::: DATA IN THIS EXERCISE :::

PR #484, opened 2022-07-29
Country top

shipyy:
# Allow player's to see the leaderboards of any country in every style

## sm_ctop
image
image

## sm_crank
image

allows multiple inputs aswell i.e :
` sm_crank <playername> `
` sm_crank <style> `
` sm_crank <playername> <style> `
` sm_crank <style> <playername> `


tslashd:
For some reason it's saying the players are from Bulgaria in chat, but they are not:
crank country


`sm_crank <style>` - seems to not work for all styles and it works only if you type the full string of the style (got it to print something for `Freestyle, Low-Gravity, Normal` nothing else)

`<style>` var if possible should be able to use abbreviations (`Freestyle = FS; Low-Gravity = LG; Half-Sideways = HSW;` etc.) for the styles as currently you need to write the whole style name like I have shown above.
Almost nobody knows the `int` corresponding to the style in order to use that

addons/sourcemod/scripting/surftimer/commands.sp
```diff
@@ -1781,6 +1787,358 @@ public Action Command_ckNoClip(int client, int args)
...
+
+			char arg1[MAX_NAME_LENGTH];
+
+			GetCmdArg(1, arg1, sizeof arg1);
+
+			//sm_ctop #<style_acronym>
+			if (arg1[0] == '#') {
+				ReplaceString(arg1, sizeof arg1, "#", "", false);
+
+				ArrayList styles = new ArrayList(32);
```
Bara, line 1844: ArrayList must be deleted, otherwise you'll run sometime into an memory leak.

addons/sourcemod/scripting/surftimer/commands.sp
```diff
@@ -1781,6 +1787,358 @@ public Action Command_ckNoClip(int client, int args)
...
+		szCountryName = "none";
+	}
+
+
+	Menu menu = CreateMenu(CountryTopMenuStyleSelectHandler);
+
+	SetMenuTitle(menu, "Top Menu - Select a style\n \n");
+
+	//EACH MENU ITEM HAS A STRING CONTAINING THE COUNTRY NAME AND THE STYLE SELECTED IN THE FOLLOWING FORMAT -> 'country-style'
+	Format(szItem, sizeof(szItem), "Normal");
```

:::

• _WHAT TO PRODUCE_: Your output should be an exact transcription of the line that holds "Bara, line 1844: ArrayList" and each line after it through the end of the listing above.

• _COMPLETED EXERCISE_:
Bara, line 1844: ArrayList must be deleted, otherwise you'll run sometime into an memory leak.

addons/sourcemod/scripting/surftimer/commands.sp
```diff
@@ -1781,6 +1787,358 @@ public Action Command_ckNoClip(int client, int args)
...
+		szCountryName = "none";
+	}
+
+
+	Menu menu = CreateMenu(CountryTopMenuStyleSelectHandler);
+
+	SetMenuTitle(menu, "Top Menu - Select a style\n \n");
+
+	//EACH MENU ITEM HAS A STRING CONTAINING THE COUNTRY NAME AND THE STYLE SELECTED IN THE FOLLOWING FORMAT -> 'country-style'
+	Format(szItem, sizeof(szItem), "Normal");
```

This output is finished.